Холодный мороз бежит по открытой коже от кистей к локтям, оттуда — к самым лопаткам. Хелен искоса наблюдает за тем, как лодыжка Кейры скользит по ее колену, — тонкая, твердая, почти медовая, — по ее бедру. Мягкая розовая щека упирается в ее голое плечо, трется об него. Темная бровь растрепана, ресницы то слипаются, то открывают блестящие, глупые глаза.


Чертовски убедительная эмуляция.


— Не заигрывайся, — Хелен пихает тяжелую голову со своего плеча, — слышишь, ребенок?


Колени у Кейры голые, гладкие, розовые, хоть в полутьме почти и не видно, — работает только надоевший уже телевизор; рот у Кейры открытый, сухой, холодный, теплый. И понимай как хочешь, и принимай как хочешь. А еще — еще тяжелый, почти человеческий из этого рта вздох, полный разочарования и подросткового занудства. И ногу-то Кейра убирает, — не может не подчиниться — но у нее все еще остаются руки.


Экая непредусмотрительность, лейтенант Андерсон…


Холеные пальцы забираются в бледные волосы, задевают мягкий хрящ уха, трогают его тонкую и голую без серьги мочку.


По телевизору идет откровенная срань. Хелен знает это, Кейра знает это.
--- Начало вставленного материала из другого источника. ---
PR #735, opened 2024-08-23
Add some single threaded algorithms

tmartin-gh:
Single threaded algorithms are useful building blocks for running many small problems, one per thread, within a fused kernel.

This PR adds the following single threaded algorithms plus an example program showing their use.
   - SVD (power iteration method)
   - Gauss Newton nonlinear least squares solver
   - Trust Region Reflective nonlinear least squares solver
   - Basic linear algebra utilities to help implement the above (matmul, norm, etc)

TODO:
  - Add unit tests

### DIFF
--- a/docs_input/api/index.rst
+++ b/docs_input/api/index.rst
@@ -10,7 +10,7 @@ API Reference
    manipulation/index.rst
    io/index.rst
    math/index.rst
-   linalg/index.rst   
+   linalg/index.rst
    stats/index.rst
    searchsort/index.rst
    logic/index.rst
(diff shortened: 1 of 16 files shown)


cliffburdick (changes requested):
All the code looks good.

I'm wondering how this fits into the project in general. These are all implementations of algorithms we either do or don't support at the moment. It looks like users would not use these algorithms directly? Maybe instead of exposing the user to these functions as the examples show, they should instead be behind a switch inside the operator itself? For example, this version may be faster than cuSolver when the number of batches is very large, so we would choose to execute this algorithm instead of cuSolver. Similarly on the ones we don't have support for right now, we can call this one by default and if/when we add a parallel version later we can choose to call that one.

— Я спать, — Хелен отлепляет себя от андроида — и заодно андроида от себя. Кейра говорит что-то тихое, непонятное. Ее пальцы все еще в волосах Хелен. Лезут к корням глубже, дергают, не отпускают. — Убери уже свои руки. Совсем как ребенок.


Лицо Кейры совсем близко.


К шее.


К коже.


К венам, артериям.


К самой Хелен.


Не чувствовать чужое дыхание все еще непривычно. Противоестественными кажутся и сухие, теплые губы на голой коже. Хелен отмирает в ту же секунду, как хватка чужих пальцев ослабевает. Кейра легко падает обратно на спину, жмется к дивану и делает вид, что ничего не произошло.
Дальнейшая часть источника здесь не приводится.